About Author:
Name: Sudeepti Bandi
Role: Principal Consultant from Analytics Practice
Introduction:
Data science’, ‘data analyst’, ‘Chief data officer’...the biggest buzz words now for people in IT, data warehousing and reporting areas! Apart from creating promising career options, they also have created interest among people because of the way analytics space brings them close to the business strategy. These jobs challenge ones brain, create passion and give lot of satisfaction.
Having said that, I just wonder how wise it is for one person to do everything under the umbrella of data science. In the process of cracking the algorithms and using them in building models, this thought came to my mind, why not break ‘data scientist’ role into smaller, more sensible and simple roles?
OK what are the different steps involved in an end-to-end analytics project?

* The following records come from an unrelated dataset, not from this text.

Issue #2195, opened 2021-03-03
[cleanup] Add googletest unit test framework


k-ye:
**Concisely describe the proposed feature**

We will use `googletest` as our unit test framework.

PR #2201, opened 2021-03-07
[test] Add a basic unit test using googletest

k-ye:
Related issue = #2195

Data science - Life cycle of a project
There will be at least 7 steps in data science and some of them could repeat based on the need.
• Step 1 - Identify the business problem/value addition/question – this has to be the starting point, Step 2- Data availability - Have the structure of your data set defined – The real challenge starts here-
o Do we have the data?
o Do we have access to the required data?
• Step 3 -Getting Data – How to collect the data from different sources in the system
• Step 4 -Data preparation – Once you have data there will be lot of cleaning and preparation required, reduce/increase/combine/split the predictors, determine and eliminate outliers, populate missing values convert few categorical variables into numerical etc.
• Step 5 –Exploratory Data Analysis – In this step we do descriptive and diagnostic analysis of the existing data. We build multiple graphs that give us direction towards the next steps of predictive analytics. We might also consider clustering the data and checking patterns.
• Step 6- In this step, we would apply one or more algorithms/calculations to get the predictive model.
• Step 7 -Reporting and Visualization – Graphical representation of the insights/results wherever possible and make it easy for business to interpret.
• Step 8 -Interpreting results - working with business in decision making and appropriately implementing the decisions taken.
Steps 1 and 8 – Should be done by a Business Analyst
Steps 2, 3 and 4 – For Data experts/Data engineers
Steps 5 and 6 – Data Analyst
Step 7 – Reporting Expert
Business Analysts and Data analysts should have industry skills. So, instead of just a ‘Data analyst’ it is good to have a ‘Retail Data Analyst’ or ‘Data Analyst –Pharma’ and so on.
This way a data analyst can focus on mastering (using and customizing) a handful of algorithms that he/she needs for prediction/creating models useful for that industry.
Data engineers and Reporting experts should have good grip of tools and technologies that would enable their jobs.
If the data scientist role is simplified and broken down into other focused roles, one can chose the industry and the role based on ones interests and strengths. When I am analyzing data I don't want to worry about how my DB can connect to various data sources within the landscape or how to improve the report performance!